**Task requirements:**
Whenever the string "scope" turns up in a line of the data below, copy that line.
* * * * *
PR #845, opened 2024-11-13
[CMR457-2148] PA and NSM caseworker: amend 'make a decision' page

robinsk1:
## Description of change

Share design of make a decision page between PA and NSM claims

[Link to relevant ticket](https://dsdmoj.atlassian.net/browse/CRM457-2148)

e2e tests fixed here https://github.com/ministryofjustice/nsm-e2e-test/pull/168

### DIFF
--- a/app/views/nsm/make_decisions/edit.html.erb
+++ b/app/views/nsm/make_decisions/edit.html.erb
@@ -23,7 +23,7 @@
 
       <%= f.govuk_submit(t('.submit')) do %>
         <%= f.hidden_field :id %>
-        <%= govuk_button_link_to t('.save_and_exit'), nsm_claim_claim_details_path(claim), secondary: true, name: 'save_and_exit' %>
+        <%= f.govuk_submit t('.save_and_exit'),  secondary: true, name: 'save_and_exit' %>
       <% end %>
 
     <% end %>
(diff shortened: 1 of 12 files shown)


app/views/nsm/make_decisions/edit.html.erb
```diff
@@ -23,7 +23,7 @@
 
       <%= f.govuk_submit(t('.submit')) do %>
         <%= f.hidden_field :id %>
-        <%= link_to t('shared.cancel'), nsm_claim_claim_details_path(claim), class: 'govuk-link' %>
+        <%= govuk_button_link_to t('.save_and_exit'), nsm_claim_claim_details_path(claim), secondary: true, name: 'save_and_exit' %>
```
patrick-laa, line 26: Unfortunately I think there's some more work to do. If you're adding a 'Save and come back later' button to the UI, you need to implement 'save and come back later' functionality in the back end. If you look at `PriorAuthority::DecisionsController#create` you'll see if 'save_and_exit' is present it calls `stash` on the form, which shoves the values entered into the blob so that it can pre-populate the UI when you come back to it.

On the caseworker side this functionality isn't built-in, so you'll need to replicate it for NSM

patrick-laa (approved):

PR #846, opened 2024-11-14
CRM457-2154: add 'high value' filter to search

imtiazAhmd:
## Description of change

[Link to relevant ticket](https://dsdmoj.atlassian.net/browse/CRM457-2154)


app/views/shared/_search.html.erb
```diff
@@ -65,6 +65,17 @@
           </fieldset>
         </div>
         <div>
+          <% if @search_form.application_type == 'crm7' %>
```
patrick-laa, line 68: This isn't quite the right check. On the dashboard, `application_type` is crm7 if the user has previously chosen the NSM radio button and submitted the form. So you'll get the weird behaviour that at first this field will be hidden, then if you choose NSM it will appear after you first submit the form. Whereas the ticket says that it should always be visible on the dashboard search form. You probably want `<% if choose_application_type || @search_form.application_type == 'crm7' %>`

app/forms/search_form.rb
```diff
@@ -26,6 +27,10 @@ def caseworkers
     [show_all] + User.order(:last_name, :first_name).map { Option.new(_1.id, _1.display_name) }
   end
 
+  def claim_values
+    [show_all] + %i[high_value].map { Option.new(_1, I18n.t("search.claim_values.#{_1}")) }
```
elken, line 31: Why is this mapping over an array with 1 value?

ivanELEC: image

it's not just mapping high_value, it's mapping high_value + anything in [show_all], the + operation happens before the map

elken: Oh high_value is a function, I thought it was a symbol

patrick-laa: @ivanELEC that doesn't show what you think it shows. Try `[1,2,3] + [4,5].map { _1 * 2 }`. If you were right you'd see `[2,4,6,8,10]`, but you'll actually see `[1,2,3,8,10]`. Ellis is right, the `map` is only being applied to `:high_value`, at which point you might as well just do `[show_all, Option.new(:high_value, I18n.t("search.claim_values.high_value")) }`

ivanELEC: thanks for keeping me honest there - looks like two wrongs don't make a right after all (even if it looks like they do) - will update to what you suggested as that's simpler to read

elken:
It has the do not merge label, doesn't need it in the title otherwise it'll accidentally go into the commit.

PR #861, opened 2024-12-02
CRM457-2303: Add "Additional fees" tabs

elken:
## Description of change

First batch of caseworker changes.

Due to time, I'll start review on this now while I add in the last coverage changes.

[Link to relevant ticket](https://dsdmoj.atlassian.net/browse/CRM457-2303)

### DIFF
--- a/app/models/claim.rb
+++ b/app/models/claim.rb
@@ -49,6 +49,21 @@ class Claim < Submission
     core_cost_summary.any_increased?
   end
 
+  def additional_fees
+    totals.fetch(:additional_fees, nil)
+  end
+
+  def youth_court_fee_elligible?
+    data['claim_type'] == 'non_standard_magistrate' &&
+      data['youth_court'] == 'yes' &&
+      data['plea_category'].match?(/category_(?:2|[12]a)$/)
+  end
+
+  def additional_fees?
+    FeatureFlags.youth_court_fee.enabled? &&
+      youth_court_fee_elligible?
+  end
+
   def adjustments_direction
     return :none unless any_cost_changes?
     return :mixed if any_cost_increases? && any_cost_reductions?
@@ -65,6 +80,7 @@ class Claim < Submission
     @rates ||= LaaCrimeFormsCommon::Pricing::Nsm.rates(data_for_calculation)
   end
 
+  # rubocop:disable Metrics/AbcSize
   def data_for_calculation
     {
       claim_type: BaseViewModel.build(:details_of_claim, self).claim_type.value,
@@ -74,8 +90,17 @@ class Claim < Submission
       work_items: work_items_for_calculation,
       disbursements: disbursements_for_calculation,
       letters_and_calls: letters_and_calls_for_calculation,
+      youth_court: data['youth_court'] == 'yes',
+      # TODO: CRM457-2306: Amend these as the fields will exist
+      claimed_youth_court_fee_included: data['include_youth_court_fee'],
+      plea_category: data['plea_category'],
+      # TODO: CRM457-2306: Remove these as the fields will exist
+      # :nocov:
+      assessed_youth_court_fee_included: data['youth_court_fee_adjustment_comment']&.present?,
+      # :nocov:
     }
   end
+  # rubocop:enable Metrics/AbcSize
 
   private
 
--- a/app/view_models/base_view_model.rb
+++ b/app/view_models/base_view_model.rb
@@ -34,7 +34,15 @@ class BaseViewModel
     end
 
     def process(&block)
-      result = rows.map(&block)
+      # :nocov:
+      # This change is needed because AdditionalFeesSummary doesn't
+      # call `build` the way other summary viewmodels do.
+      #
+      # We also can't easily cover it without writing a complex test
+      # for it, and since we want to hopefully remove all this
+      # evantually it's simpler to just not cover it.
+      result = rows&.map(&block)
+      # :nocov:
       return_array ? result : result[0]
     end
   end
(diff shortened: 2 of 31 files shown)


app/models/claim.rb
```diff
@@ -49,6 +49,15 @@ def any_cost_increases?
...
 
+  def additional_fees
+    totals.fetch(:additional_fees, nil)
+  end
+
+  def additional_fees?
+    FeatureFlags.youth_court_fee.enabled? &&
+      additional_fees&.dig(:total, :claimed_total_inc_vat)&.>(0)
+  end
+
```
ivanELEC, line 60: We should be checking whether claim is elligible for youth court fee (category *A, youth court == yes, nsm, on or after 6th dec)  instead of using total claimed amount

app/models/claim.rb
```diff
@@ -74,6 +83,11 @@ def data_for_calculation
       work_items: work_items_for_calculation,
       disbursements: disbursements_for_calculation,
       letters_and_calls: letters_and_calls_for_calculation,
+      youth_court: true,
+      claimed_youth_court_fee_included: data['include_youth_court_fee'],
+      plea_category: data['plea_category'],
```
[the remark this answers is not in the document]
ivanELEC: Use youth court fee adjustment comment to determine whether or not the caseworker has allowed the fee or not (if there is an adjusment comment - the caseworker is not allowing the fee, therefore this is false)

app/view_models/base_view_model.rb
```diff
@@ -34,7 +34,7 @@ def params(attributes)
     end
 
     def process(&block)
-      result = rows.map(&block)
+      result = rows&.map(&block)
```
ivanELEC, line 37: to test whether needed or not

app/view_models/nsm/v1/case_disposal.rb
```diff
@@ -3,6 +3,7 @@ module V1
     class CaseDisposal < BaseViewModel
       attribute :plea, :translated, scope: 'nsm.plea'
       attribute :plea_category, :translated, scope: 'nsm.plea_category'
+      attribute :include_youth_court_fee
```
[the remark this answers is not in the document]
ivanELEC: To confirm with Mary how this should appear i.e: 
Replace plea with custom text or have something like what provider has (Other: <custom text>)

config/locales/en/nsm/additional_fess.yml
```diff
@@ -0,0 +1,19 @@
+---
```
robinsk1, line 1: `additional_fess.yml` @elken you have something you want to tell us 😄 ?

elken: Not sure, could be a rebase gone awry

ivanELEC: good catch!

app/view_models/base_view_model.rb
elken: It is, probably due to how we set `@rows` _slightly_ different to the others.

app/models/claim.rb
```diff
@@ -74,8 +90,16 @@ def data_for_calculation
       work_items: work_items_for_calculation,
       disbursements: disbursements_for_calculation,
       letters_and_calls: letters_and_calls_for_calculation,
+      youth_court: data['youth_court'] == 'yes',
+      claimed_youth_court_fee_included: data['include_youth_court_fee'],
```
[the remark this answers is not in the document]
elken: Added

ivanELEC (approved):

robinsk1 (approved):

app/models/claim.rb
```diff
@@ -74,8 +90,17 @@ def data_for_calculation
       work_items: work_items_for_calculation,
       disbursements: disbursements_for_calculation,
       letters_and_calls: letters_and_calls_for_calculation,
+      youth_court: data['youth_court'] == 'yes',
+      # TODO: CRM457-2306: Amend these as the fields will exist
+      claimed_youth_court_fee_included: data['include_youth_court_fee'],
+      plea_category: data['plea_category'],
+      # TODO: CRM457-2306: Remove these as the fields will exist
+      # :nocov:
+      assessed_youth_court_fee_included: data['youth_court_fee_adjustment_comment']&.present?,
```
patrick-laa, line 99: This is backwards. If there is an adjustment comment it will be because a caseworker has _removed_ the youth court fee.

The value of assessed_youth_court_fee_included is always available in `data['youth_court_fee_included']` so you can just use that.

app/models/claim.rb
```diff
@@ -74,8 +90,17 @@ def data_for_calculation
       work_items: work_items_for_calculation,
       disbursements: disbursements_for_calculation,
       letters_and_calls: letters_and_calls_for_calculation,
+      youth_court: data['youth_court'] == 'yes',
+      # TODO: CRM457-2306: Amend these as the fields will exist
+      claimed_youth_court_fee_included: data['include_youth_court_fee'],
```
patrick-laa, line 95: Strictly, unless the adjustment flow goes waaaay off piste, this should be `data.fetch('include_youth_court_fee_original', data['include_youth_court_fee'])` - i.e. if there is an "_original" value use that, otherwise use the default value

app/models/claim.rb
elken: Both of these will be picked up in 2306, but yeah you're right

ivanELEC: Just to clarify the intention is to put the correct input for this field as a part of the next PR (that handles adjustments) - this is essentially acting as a placeholder as youth_court_adjustment_comment can't exist yet. We probably should have entered just "false" for now, with a comment explaining what we intend to do

elken: It can't be assessed yet though right? That's #2?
* * * * *
**Result below:**
       attribute :plea, :translated, scope: 'nsm.plea'
       attribute :plea_category, :translated, scope: 'nsm.plea_category'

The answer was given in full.